How does a CMS spread cap/floor work? It usually consists of a series of options which are also known as caplets/floorlets. Each caplet/floorlet ensures the buyer protection for a single payment period. A cap protects against an increase in the spread, whereas a floor protects against an inversion or reduction in the swap rate spread. On each fixing date, if the underlying is above the strike (for a cap) or below the strike (for a floor) the buyer receives a payout.

The general formula for the payout is as follows: Max(Strike - (Gearing1*Index1 - Gearing2*Index2), 0)

Usually the underlying rates are set in-advance, i.e., it is set at the start of each payment period and paid at the end of that payment period. However, it can also be set in-arrears. That means that it is set at the end of the payment period, on the same date the payment itself is made.

What is the gearing factor? When you define swap rates to be used, you can also define what percentage of each swap rate to be used in the payout calculation. You do this by entering a number into the Gearing field. The default is 1, which represents 100%. Alternatively, you can enter, for example 0.5 which represents 50% or 1.5 which represents 150%. What are the advantages of a CMS spread option? Typically banks use CMS spread options to hedge the CMS spread swaps that they have entered into with customers.

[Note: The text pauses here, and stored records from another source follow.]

PR #3614, opened 2026-04-26
fix(copyright): edge case with no copyright statement jumps before declutter

Kaushl2208:
## Description

In case of components with no copyright data, or failure of copyright agent, False Positive and Declutter script should also not fail.

### Changes

Add a basic empty check to make sure, there is always the right copyright content available before sending to the copyrightDeclutterScript.

## How to test

1. Upload a component (with copyright data)
2. Select copyright, Select Declutter and False Positive (Check if everything is working fine)
3. Upload a component with (no copyright info) or pause copyright agent. Check that decider should not fail and there is no error or warning in the logs.


shaheemazmalmmd (approved):
Code looks good.

PR #3615, opened 2026-04-26
fix(scancode): replace tmpnam with mkstemp to fix warning

Kaushl2208:
## Description
The linker warned that `tmpnam` is dangerous due to a TOCTOU (time-of-check to time-of-use) race condition another process could create a file between the name being generated and the file being opened.

### Changes

1. Replaced both `tmpnam(nullptr)` calls in `processUploadId()` with `mkstemp()`, which atomically creates the file and returns a file descriptor, eliminating the race condition.
2. Added error handling for temp file creation failures.
3. Added cleanup `unlink` for the input temp file `fileLocation`, which was previously leaked  only the output file was being deleted.

## How to test
1. Build should happen without this warning:
image

2. Upload a component and run scancode to test License and Copyright. It should work.

### DIFF
--- a/src/scancode/agent/scancode_utils.cc
+++ b/src/scancode/agent/scancode_utils.cc
@@ -85,8 +85,24 @@ bool processUploadId(const State &state, int uploadId,
 
   bool errors = false;
 
-  string fileLocation = tmpnam(nullptr);
-  string outputFile = tmpnam(nullptr);
+  char fileLocationTpl[] = "/tmp/scancode_input_XXXXXX";
+  int fdInput = mkstemp(fileLocationTpl);
+  if (fdInput == -1) {
+    LOG_ERROR("Failed to create temporary input file.\n");
+    return false;
+  }
+  close(fdInput);
+  string fileLocation(fileLocationTpl);
+
+  char outputFileTpl[] = "/tmp/scancode_output_XXXXXX";
+  int fdOutput = mkstemp(outputFileTpl);
+  if (fdOutput == -1) {
+    LOG_ERROR("Failed to create temporary output file.\n");
+    unlink(fileLocationTpl);
+    return false;
+  }
+  close(fdOutput);
+  string outputFile(outputFileTpl);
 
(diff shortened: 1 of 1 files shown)


src/scancode/agent/scancode_utils.cc
```diff
@@ -85,8 +85,24 @@ bool processUploadId(const State &state, int uploadId,
...
-  string fileLocation = tmpnam(nullptr);
-  string outputFile = tmpnam(nullptr);
+  char fileLocationTpl[] = "/tmp/scancode_input_XXXXXX";
+  int fdInput = mkstemp(fileLocationTpl);
+  if (fdInput == -1) {
+    LOG_ERROR("Failed to create temporary input file.\n");
+    return false;
+  }
+  close(fdInput);
+  string fileLocation = fileLocationTpl;
```
GMishx: Would recommend the explicit constructor call to be clear that the string is duplicated. But it makes no difference in program

```suggestion
  string fileLocation(fileLocationTpl);
```

src/scancode/agent/scancode_utils.cc
```diff
@@ -85,8 +85,24 @@ bool processUploadId(const State &state, int uploadId,
...
+
+  char outputFileTpl[] = "/tmp/scancode_output_XXXXXX";
+  int fdOutput = mkstemp(outputFileTpl);
+  if (fdOutput == -1) {
+    LOG_ERROR("Failed to create temporary output file.\n");
+    unlink(fileLocationTpl);
+    return false;
+  }
+  close(fdOutput);
+  string outputFile = outputFileTpl;
```
GMishx: Same here

```suggestion
  string outputFile(outputFileTpl);
```

GMishx (dismissed):
LGTM

GMishx (approved):
Changes looks good.

shaheemazmalmmd (approved):
Tested works as expected. no warnings observed in build and scancode works as expected.

PR #3616, opened 2026-04-27
feat(bulk): extend include license text functionality

Kaushl2208:
## Description

There is a need to add additional data export, where if the user wants they can extend `license_text` array, where it contains actual license text of all the licenses to add in monkbulk.

### Changes

1. Included a flag `includeLicenseText` to make sure the output has the required data.
2. Added test cases
3. Added a radio check in twig (Additional Data)

## How to test

1. Admin > Bulk > Bulk Text Export 
2. Select the required filters (without additional data)
3. Select Additional data and export.


shaheemazmalmmd (approved):

PR #3620, opened 2026-04-30
fix(copyright): reduce false deactivations and limit stored text

its-sushant:
## Description

fix(copyright): reduce false deactivations and limit stored text

CC: @shaheemazmalmmd


Kaushl2208 (approved):
LGTM, Working as expected.

PR #3624, opened 2026-05-05
chore(ci): fix release information deprecation warning

Kaushl2208:
## Description

`bruceadams/get-release@v1.3.2` is a GitHub Action that runs JavaScript compiled for Node.js 20. GitHub is deprecating Node.js 20 on runners from June 2, 2026, Node.js 24 becomes the default, and Node.js 20 is removed entirely. After that, this action will simply fail.

The action's sole purpose was to fetch two pieces of information from the GitHub API:

`tag_name` : the version tag of the release (e.g. 5.0.0)
`upload_url` :  the URL to attach release asset files to

ERROR:

image

### Changes

When GitHub triggers a workflow from a release event, it automatically injects the full release payload into `github.event.release`. Everything `bruceadams/get-release` was fetching from the API is already available in the event context no API call needed, no Node.js runtime needed

`.github/workflows/release-publish.yml` : Remove Get Release Info stage.

## How to test
1. Check release stage working properly with the correct `tag_name` and `upload_url`

Example: https://github.com/Kaushl2208/fossology/releases/tag/5.0.2-personal

CC: @GMishx

### DIFF
--- a/.github/workflows/release-publish.yml
+++ b/.github/workflows/release-publish.yml
@@ -69,17 +69,9 @@ jobs:
       run: |
         git fetch --tags
 
-    - name: Get release info
-      id: get_release
-      uses: bruceadams/get-release@v1.3.2
-      env:
-        GITHUB_TOKEN: ${{ github.token }}
-
     - name: Set environment
-      env:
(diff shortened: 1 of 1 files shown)


GMishx (approved):
LGTM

A CMS spread option is an efficient way to exercise a view on the shape of the yield curve. In environments where the yield curve is very flat, the forecasted spread is typically around zero. However from historical analysis, yield curves tend to be characterized by low short term rates relative to longer term rates. In recent times for example, the 10 years – 2 year spread in USD has been as high as 200bp. Therefore, in markets where yield curves are currently flat, an investor could purchase a CMS spread cap based on a 10 year – 2 year spread for a relatively low price. Subsequently, if over the tenor of the option the curve normalizes, the investor will be in-the-money and generate a significant gain.